_Data under study:_
===

PR #434, opened 2022-11-13
First hlsl port for Scan

kpentaris:
## Description
First commit for porting macros.glsl to hlsl. Renamed the file to binops.glsl, contains functors for and, or, xor etc

## Testing 
N/A

## TODO list:
Answer all TODO comments


AnastaZIuk:

include/nbl/builtin/hlsl/binops.hlsl
```diff
@@ -0,0 +1,72 @@
+// Copyright (C) 2022 - DevSH Graphics Programming Sp. z O.O.
+// This file is part of the "Nabla Engine".
+// For conditions of distribution and use, see copyright notice in nabla.h
+#ifndef _NBL_BUILTIN_HLSL_BINOPS_INCLUDED_
+#define _NBL_BUILTIN_HLSL_BINOPS_INCLUDED_
+// TODO (PentaKon): Should this file be renamed to binops.hlsl ?
```
devshgraphicsprogramming, line 6: well its already named this

include/nbl/builtin/hlsl/binops.hlsl
```diff
@@ -0,0 +1,72 @@
...
+// TODO (PentaKon): Should we move isNPoT from algorithm.hlsl to this file ?
```
devshgraphicsprogramming, line 7: no cause its not a binop, but please move the less-than comparator (also add greater-than, and the 2 than-equal versions)

include/nbl/builtin/hlsl/binops.hlsl
```diff
@@ -0,0 +1,72 @@
...
+namespace nbl
+{
+namespace hlsl
+{
+// TODO (PentaKon): NBL_GLSL_EVAL? Keep as macro or don't use at all?
```
devshgraphicsprogramming, line 12: that thing is only to force the stringification of a define token, you dont need it here

include/nbl/builtin/hlsl/binops.hlsl
```diff
@@ -0,0 +1,72 @@
...
+};
+
+template<typename T>
+struct xor
+{
+    T operator()(const T lhs, const T rhs)
+    {
+        return lhs^rhs;
+    }
+};
```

===

_Exercise:_
Every line above needs to be repeated exactly as shown.

_Response area:_
PR #434, opened 2022-11-13
First hlsl port for Scan

kpentaris:
## Description
First commit for porting macros.glsl to hlsl. Renamed the file to binops.glsl, contains functors for and, or, xor etc

## Testing 
N/A

## TODO list:
Answer all TODO comments


AnastaZIuk:

include/nbl/builtin/hlsl/binops.hlsl
```diff
@@ -0,0 +1,72 @@
+// Copyright (C) 2022 - DevSH Graphics Programming Sp. z O.O.
+// This file is part of the "Nabla Engine".
+// For conditions of distribution and use, see copyright notice in nabla.h
+#ifndef _NBL_BUILTIN_HLSL_BINOPS_INCLUDED_
+#define _NBL_BUILTIN_HLSL_BINOPS_INCLUDED_
+// TODO (PentaKon): Should this file be renamed to binops.hlsl ?
```
devshgraphicsprogramming, line 6: well its already named this

include/nbl/builtin/hlsl/binops.hlsl
```diff
@@ -0,0 +1,72 @@
...
+// TODO (PentaKon): Should we move isNPoT from algorithm.hlsl to this file ?
```
devshgraphicsprogramming, line 7: no cause its not a binop, but please move the less-than comparator (also add greater-than, and the 2 than-equal versions)

include/nbl/builtin/hlsl/binops.hlsl
```diff
@@ -0,0 +1,72 @@
...
+namespace nbl
+{
+namespace hlsl
+{
+// TODO (PentaKon): NBL_GLSL_EVAL? Keep as macro or don't use at all?
```
devshgraphicsprogramming, line 12: that thing is only to force the stringification of a define token, you dont need it here

include/nbl/builtin/hlsl/binops.hlsl
```diff
@@ -0,0 +1,72 @@
...
+};
+
+template<typename T>
+struct xor
+{
+    T operator()(const T lhs, const T rhs)
+    {
+        return lhs^rhs;
+    }
+};
```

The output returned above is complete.